Managing biases in the recruiting process
By reading this you’ve already taken the first and most important step towards managing biases in your recruiting process: you’re now aware that those biases exist. To help with your next steps, here are four practical tips you can start applying tomorrow.
- Prepare: Being prepared throughout the recruiting process can go a long way towards reducing the impact that biases can have on it. Make sure you know the exact requirements and skills to look for, prepare an interview guideline which you adhere to, and take some time to understand what skills, behavior and criteria you want to see, why you want to see them and what questions you can ask you find out more about them. Think about this before every step of the process, for example when you start screening applicants or before you go into an interview. Being prepared can prevent your thoughts and conversations from derailing because of biases.
- Standardize: To give candidates the same chance of standing out, think about ways that can help to standardize the recruiting process. Prepare a list of questions that you can stick to and make sure that every question is answered, avoid too many off-the-cuff questions. Think about concepts like scorecards to help with a standardized way of evaluating candidates.

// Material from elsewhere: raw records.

PR #719, opened 2018-06-11
Allow facets to be sorted in the list

bthurgoo:
Our application required the facet list to be ordered. Added the uxReorderable directive to the list of facets in facet-container allowing them to be re-ordered using drag and drop.

### DIFF
--- a/src/components/facets/facet-container.component.html
+++ b/src/components/facets/facet-container.component.html
@@ -23,13 +23,14 @@
     </div>
 
     <!-- Display Tags For Selected Items -->
-    <div class="facets-selected-list">
+    <div class="facets-selected-list" uxReorderable [(reorderableModel)]="facets">
 
         <!-- Show Selected Tags -->
-        <div class="facet-selected-tag" tabindex="0" *ngFor="let facet of facets" (mousedown)="$event.preventDefault()" (click)="deselectFacet(facet)" (keyup.enter)="deselectFacet(facet)">
+        <div class="facet-selected-tag" tabindex="0" *ngFor="let facet of facets" (mousedown)="$event.preventDefault()" (click)="deselectFacet(facet)" (keyup.enter)="deselectFacet(facet)"
+             [uxReorderableModel]="facet">
 
             <!-- Display Label -->
-            <span class="facet-selected-tag-label">{{ facet.title }}</span>
+            <span class="facet-selected-tag-label" uxReorderableHandle>{{ facet.title }}</span>
 
             <!-- Display Remove Icon -->
             <span class="hpe-icon hpe-close"></span>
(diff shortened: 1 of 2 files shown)


src/components/facets/facet-container.component.html
```diff
@@ -23,13 +23,14 @@
     </div>
 
     <!-- Display Tags For Selected Items -->
-    <div class="facets-selected-list">
+    <div class="facets-selected-list" uxReorderable [(reorderableModel)]="facets">
```
ashley-hunter: Thanks very much for the PR, works great! I have a few very minor suggestions:

1. We try to retain existing default functionality when adding new features such as this, so by default facet items should remain fixed and reordering should be enabled using an input. This way anyone already using this component won't automatically get reorderable facets if they don't want them.

Now currently our Reorderable directive doesn't have the option to disable reordering, but this should be very easy so add:

**reorderable.directive.ts**
```typescript
@Input() reorderingDisabled: boolean = false;
```
and add some logic to the canMove function

```typescript
canMove(element: Element, container: Element, handle: Element): boolean {
    if (this.reorderingDisabled) {
        return false;
    }

    return this.handles.length === 0 ? true : !!this.handles.find(_handle => _handle.nativeElement === handle);
}
```

Now we can add an input to the facet-container component to enabled reordering:

**facet-container.component.ts**

```typescript
@Input() facetsReorderable: boolean = false;
```

And now only allow reordering when facetReordering is enabled

**facet-container.component.html**

```html
<div class="facets-selected-list" uxReorderable [reorderingDisabled]="!facetsReorderable [(reorderableModel)]="facets>
```


2. We should emit the facetsChange event when reordering occurs so the the application can perform events on reorder. This can be done by adding the following `(reorderableModelChange)="facetsChange.emit(facets)"` to the `.facets-selected-list` element, eg:

```html
<div class="facets-selected-list" uxReorderable [reorderingDisabled]="!facetsReorderable" [(reorderableModel)]="facets" (reorderableModelChange)="facetsChange.emit(facets)">
```

3. This is just a slight appearance change. It could be helpful to slightly alter the display of a tag that is being dragged eg:

image

The reorderable directive adds a `.ux-reorderable-moving` class to any element being reordered so we should just be able to add some styling, for example, reducing the opacity:

**facet-container.component.less**

```less
.facet-selected-tag {
    margin-right: 5px;
    margin-bottom: 5px;
    cursor: pointer;
    outline: none;
    max-width: 100%;
    color: @tag-input-tag-color;
    background-color: @tag-input-tag-bg;
    border: 1px solid @tag-input-tag-border;
    border-radius: 1px;
    padding: 0 5px;

    &.ux-reorderable-moving {
         opacity: 0.5;
    }
```

4. With these changes we have added a new input to both the reorderable directive and our facet container component. It would be great if the documentation was updated just to include these two inputs.

Thanks very much for your contribution, if you have any questions or issues let me know!

bthurgoo:
Implemented requested changes to allow enabling/disabling reordering facets. 
Also updated documentation and added a button to test enabling/disabling reordering facets.

PR #761, opened 2018-07-18
EL-3049 - Fixing WCAG Facet Issues

ashley-hunter:
Fixing QA issues


src/components/facets/facet-check-list/facet-check-list.component.ts
```diff
@@ -30,6 +30,12 @@ export class FacetCheckListComponent extends FacetBaseComponent implements After
         this._focusKeyManager.change.pipe(takeUntil(this._onDestroy)).subscribe(index => this.activeIndex = index);
     }
 
+    onFocus(index: number): void {
```
donna-marijne: Thanks, this works well, could you add it to the typeahead list as well?

ashley-hunter:
That should be changed in the typeahead now too. Thanks!

PR #779, opened 2018-08-01
EL-3057 - Media Player QA Fixes

ashley-hunter:
- Making controls remain visible until focus leaves the controls
- Removing faded tick on focus to meet wcag contrast requirements
- Positioning subtitles higher to avoid being behind the controls


ashley-hunter:
Buttons will now blur when clicked

PR #787, opened 2018-08-02
EL-3206 - Select Table

ashley-hunter:
- Created a `ux-select-list` component (renamed it from select-table as it isn't really a table and I thought it best to avoid confusion as we have a selection section under the tables category already.
- Added documentation section
- Added plunker
- Added protractor tests


docs/app/data/components-page.json
```diff
@@ -1297,13 +1297,33 @@
                     "title": "Single Select Table",
                     "component": "ComponentsSingleSelectTableNg1Component",
                     "version": "AngularJS",
-                    "hybrid": true
+                    "hybrid": true,
+                    "deprecated": true
```
donna-marijne: Could you use deprecatedFor  to provide a link to the new section?

PR #789, opened 2018-08-02
EL-3059 - WCAG Notifications

ashley-hunter:
Improving the notifications example to be more accessible


ashley-hunter:
Added in buffer to announce multiple notifications

PR #790, opened 2018-08-07
EL-3047 - WCAG Drag and Drop

ashley-hunter:
Making draggable cards and drag and drop card sections more accessible.


ashley-hunter:
Issues should now be resolved

PR #791, opened 2018-08-08
EL-3208 - New unlock icon

ashley-hunter:


ashley-hunter:
Icon should now appear correctly

PR #796, opened 2018-08-15
EL-3047 -Drag and Drop Card Outline

ashley-hunter:
Improving outline visibility


docs/app/pages/components/components-sections/drag-and-drop/drag-and-drop-cards/drag-and-drop-cards.component.less
```diff
@@ -29,6 +29,13 @@
     box-shadow: 1px 1px 3px #ccc;
     border: 1px solid #ccc;
     padding: 10px 30px;
+
+    &:focus {
+        outline: 2px dotted;
```
donna-marijne: Would it be possible to use `.aspects-outline` from mixins.less here instead?

ashley-hunter:
Review comment addressed

PR #800, opened 2018-08-17
EL-3213 - Select Table Shift Click

ashley-hunter:
- Reworked Select List to use uxSelection behind the scenes (with a new custom selection strategy)
- Refactored uxSelection to made it slightly more generic
- Refactored Select List AngularJS component:
-- Greatly simplified logic
-- Added shift select
-- Added JSDoc annotations for TypeScript autocompletion 
-- Improved example code
- Updated webpack dev config not to use minified versions of libraries for easier debugging

Note, you may notice shift selection in AngularJS example can be slow sometimes, this is due to a performance issue in the AngularJS select component section above - I will raise a ticket on it.


ashley-hunter:
Focus outlines should now be fixed, thanks

ashley-hunter:
Well spotted, forgot about that. Should be fixed now! thanks

PR #815, opened 2018-09-10
EL-3217 - Table Column Resize

ashley-hunter:
- Adding directive to allow table columns to be resized


ashley-hunter:
Made fixes - will add to MF docs site

PR #827, opened 2018-09-17
EL-3220 - Make dynamic select component much more performant

ashley-hunter:
Previously, when the select component loaded it was constantly checking if the infinite scroll needed to load another page, even when the dropdown was not visible causing the function to be called over and over again.

Reworked component to be simpler, more performant and added some additional cleanup logic to correctly destroy watchers


ashley-hunter:
Thanks for the feedback! Those issues should now be resolved

PR #87, opened 2021-09-16
report supported OPA builtins when `--version` is requested

ereslibre:


ereslibre:
Output:

```
~/projects/kubewarden/policy-server builtin-report » cargo run -- --version                                                                                                          k3d-k3s-default - ereslibre@desktop
    Finished dev [unoptimized + debuginfo] target(s) in 0.17s
     Running `target/debug/policy-server --version`
policy-server 0.1.7

Open Policy Agent/Gatekeeper implemented builtins:
  - base64url.encode_no_pad
  - glob.quote_meta
  - hex.decode
  - hex.encode
  - json.is_valid
  - regex.find_n
  - regex.split
  - regex.template_match
  - semver.compare
  - semver.is_valid
  - sprintf
  - trace
  - urlquery.decode
  - urlquery.decode_object
  - urlquery.encode
  - urlquery.encode_object
  - yaml.is_valid
  - yaml.marshal
  - yaml.unmarshal
```

src/cli.rs
```diff
@@ -1,6 +1,9 @@
 use crate::settings::{read_policies_file, Policy};
 use anyhow::{anyhow, Result};
 use clap::{crate_authors, crate_description, crate_name, crate_version, App, Arg};
+use itertools::Itertools;
```
flavio, line 4: Do we need itertools because we have to iterate inside of the macro below?

flavio (approved):
LGTM

src/cli.rs
ereslibre: No, itertools include a `sorted` function that we use so the output is stable: https://docs.rs/itertools/0.10.1/itertools/fn.sorted.html

PR #93, opened 2021-09-28
Tracing improvements

flavio:
Improve the tracing experience: add the hostname of the machine (or Pod) as part of the tags. This makes possible to find all the trace events generated by a certain deployment of policy-server.

Also, remove some unwanted debug statements from the stdout.


ereslibre (approved):
I didn't test it, but LGM. Thanks!

Issue #102, opened 2021-10-07
Metric: policy evaluation counter


flavio:
The goal of this metric is to allow an operator to understand how many times a certain policy is evaluated.

The policy provides also some labels, that can be used to filter the metric and provide really specific data.

## Metric name

`kubewarden_policy_evaluations_total`

## Metric type

Counter

## Use cases

* How many requests have been evaluated inside of the cluster during a certain time frame
* How many requests have been blocked during the last hours
* How many requests have been accepted during the last hours
* How many requests have been mutated during the last hours
* How many Pod Creation requests have been blocked during the last hours

## Labels

* `policy_name`: name of the policy
* `resource_name`: name of the resource that has been evaluated by the policy
* `resouce_kind`: kind of the resource that has been evaluated by the policy. Eg: Pod, Deployment, Service,...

- Reflect: Frequently check in with yourself and take time to reflect. How are you feeling? Is anything on your mind that may affect how you screen candidates or interview? Has anything in the interview influenced how you perceived the candidate? Being under time pressure or having had a bad night’s sleep can have a huge impact on how you perceive someone, so make sure to acknowledge how you feel. Reflect on the candidates on your own before you discuss them with others.

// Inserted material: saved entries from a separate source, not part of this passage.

Issue #88, opened 2021-09-17
Report loaded and updated policies in the log


kkaempf:
When I update the `pod-privileged` policy (because of kubewarden/kubewarden.io#26), `helm` just reports
> clusteradmissionpolicy.policies.kubewarden.io/privileged-pods configured

So I looked at the `policy-server` logs (using [k9s](https://k9scli.io)) to get some more information but it only shows

> Sep 17 08:56:33.432  INFO policy_server: policies download download_dir="/tmp/" policies_count=1 status="init"                                                                             
> pulling policy...
> Sep 17 08:56:35.216  INFO policy_server: policies download status="done" 
> Sep 17 08:56:35.216  INFO policy_server: kubernetes poller bootstrap status="init"
> Sep 17 08:56:35.216  INFO policy_server: kubernetes poller bootstrap status="done" 
> Sep 17 08:56:35.216  INFO policy_server: worker pool bootstrap status="init"
> Sep 17 08:56:35.216  INFO policy_server::kube_poller: spawning cluster context refresh loop                                                                                             
> Sep 17 08:56:35.229  INFO policy_server::worker_pool: spawning worker spawned=2 total=2
> Sep 17 08:56:35.230  INFO policy_server::worker_pool: spawning worker spawned=1 total=2                                                                                                    
> Sep 17 08:56:35.328  INFO policy_server: worker pool bootstrap status="done"                                                                                                               
> Sep 17 08:56:35.333  INFO policy_server::server: started HTTPS server address="0.0.0.0:8443"  

which doesn't tell me anything about

- which policy was pulled
- which version of this policy
- was it running before (is it an update) or not (is it a new policy)
- which other policies are running (in which version)

While the current log is helpful for developers, it doesn't contain information relevant for operators.

ereslibre:
Related PR's:

- https://github.com/kubewarden/policy-fetcher/pull/24
- https://github.com/kubewarden/policy-server/pull/119
- https://github.com/kubewarden/kwctl/pull/83

PR #119, opened 2021-11-04
feat: report loaded policies on startup

ereslibre:
Fixes: https://github.com/kubewarden/policy-server/issues/88

The reported information includes:

- The name that was given to the policy in the configuration
- The SHA-256 sum of the policy itself
- Whether the policy is mutating or not


jvanz (approved):
LGTM! :D

viccuad (approved):

PR #120, opened 2021-11-04
chore: pin base64ct to 1.1.1 version for Rust Edition 2018

ereslibre:
A newer version of base64ct (1.2.x) is bumped to Rust Edition
2021. Keep a pinned version to 1.1.1 of base64ct that did depend on
Rust Edition 2018.

We can get rid of this when we are ready to move to Edition 2021.

### DIFF
--- a/Cargo.lock
+++ b/Cargo.lock
@@ -271,8 +271,7 @@ checksum = "904dfeac50f3cdaba28fc6f57fdcddb75f49ed61346676a78c4ffe55877802fd"
 [[package]]
 name = "base64ct"
 version = "1.1.1"
-source = "registry+https://github.com/rust-lang/crates.io-index"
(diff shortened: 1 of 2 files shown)


jvanz (approved):
LGTM! :D

viccuad (approved):
Thanks!

~~I tried a `cargo fix; <bump edition in cargo.tml>; cargo test`, and it's all fine, but I suppose we need some manual testing for all features, just in case.~~

flavio:
> I tried a cargo fix --edition; <bump edition in cargo.tml>; cargo test, and it's all fine, but I suppose we need some manual testing for all features, just in case.

I would rather spend that testing time to ensure everything works with the new edition. My 2 cents :)

In the meantime, let's merge this PR

PR #121, opened 2021-11-15
chore: add cargo audit configuration

ereslibre:
By adding a cargo audit configuration we are able to ignore security
advisories that don't apply.

Related: https://github.com/kubewarden/policy-server/issues/110

### DIFF
--- a/.cargo/audit.toml
+++ b/.cargo/audit.toml
@@ -1,0 +1,11 @@
+[advisories]
+ignore = [
+  "RUSTSEC-2020-0071", # `time` localtime_r segfault -- https://rustsec.org/advisories/RUSTSEC-2020-0071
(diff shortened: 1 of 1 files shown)


viccuad (approved):
LGTM. Still, I'm afraid of forgetting about advisories this way. Would love for GHA to have status "warning", so at least we are reminded.. pity.

ereslibre:
In this instance I'll hold the merge until more approvals are granted, given I want to ensure we are on the same page regarding something as potentially sensitive as this.

flavio (approved):
I share the same concerns as @viccuad , but on the other hand I don't think we should keep getting bothered by these notifications.

Maybe I would add some comments next to the issues to explain why we decided to mute them

flavio (approved):

PR #122, opened 2021-11-16
Policy evaluation latency metric.

jvanz:
Adds a metric to allow the operator check how long a policy evaluation takes.

### DIFF
--- a/src/metrics/policy_evaluations_latency.rs
+++ b/src/metrics/policy_evaluations_latency.rs
@@ -1,0 +1,20 @@
+use crate::metrics::PolicyEvaluation;
+use lazy_static::lazy_static;
+use opentelemetry::{metrics::ValueRecorder, KeyValue};
+use std::convert::TryFrom;
+use std::time::Duration;
+
+lazy_static! {
+    static ref POLICY_EVALUATION_LATENCY: ValueRecorder<u64> =
+        opentelemetry::global::meter(super::METER_NAME)
+            .u64_value_recorder("kubewarden_policy_evaluation_latency_milliseconds")
+            .init();
+}
+
+pub fn record_policy_latency(latency: Duration, policy_evaluation: &PolicyEvaluation) {
+    let millis_latency = u64::try_from(latency.as_millis()).unwrap_or(u64::MAX);
+    POLICY_EVALUATION_LATENCY.record(
+        millis_latency,
+        &Into::<Vec<KeyValue>>::into(policy_evaluation),
+    );
+}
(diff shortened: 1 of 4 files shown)


ereslibre (approved):
LGTM

src/metrics/policy_evaluations_latency.rs
```diff
@@ -0,0 +1,18 @@
...
+lazy_static! {
+    static ref POLICY_EVALUATION_LATENCY: ValueRecorder<f64> =
+        opentelemetry::global::meter(super::METER_NAME)
+            .f64_value_recorder("kubewarden_policy_evaluation_latency_seconds")
+            .init();
+}
+
+pub fn record_policy_latency(latency: Duration, policy_evaluation: PolicyEvaluation) {
+    POLICY_EVALUATION_LATENCY.record(
+        latency.as_secs_f64(),
```
ereslibre, line 15: Just a comment: is secs a good resolution? Shouldn't we use ms instead?

ereslibre: And rename the metric ofc, I think we should aim for milliseconds overall.

flavio: yeah, +1 for using milliseconds

src/metrics/policy_evaluations_latency.rs
```diff
@@ -0,0 +1,18 @@
...
+use std::time::Duration;
+
+lazy_static! {
+    static ref POLICY_EVALUATION_LATENCY: ValueRecorder<f64> =
+        opentelemetry::global::meter(super::METER_NAME)
+            .f64_value_recorder("kubewarden_policy_evaluation_latency_seconds")
+            .init();
+}
+
+pub fn record_policy_latency(latency: Duration, policy_evaluation: PolicyEvaluation) {
```
flavio, line 13: Should we pass `policy_evaluation` by reference?

ereslibre: I think it might have an impact on the `Into<Vec<KeyValue>>` impl, but we can try to do the impl for &PolicyEvaluation though.

@jvanz can you check?

flavio: I don't want to over-optimize things, but given this code is called on each evaluation I was thinking about avoiding copies as much as possible

flavio (approved):
LGTM

ereslibre (approved):

jvanz:
Fixed code format with `cargo fmt`. After the CI finishes the checks, I'll merge the code.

- Take notes: Rigorously document the entire interview process, not only the red flags or things that stand out. For example, you may want to document the similarities of candidates with yourself. Reviewing notes may help you to spot biases, and allow you to adjust and clarify why you had certain feelings about a candidate.
Of course, this isn’t everything you can do to improve how biases affect the recruiting process – unconscious biases are complex, and even if you’re aware of them you might catch yourself being affected by them from time to time. But I hope that by reading about these biases you can start taking steps towards being more aware of them yourself, and reduce how much they affect your recruiting process.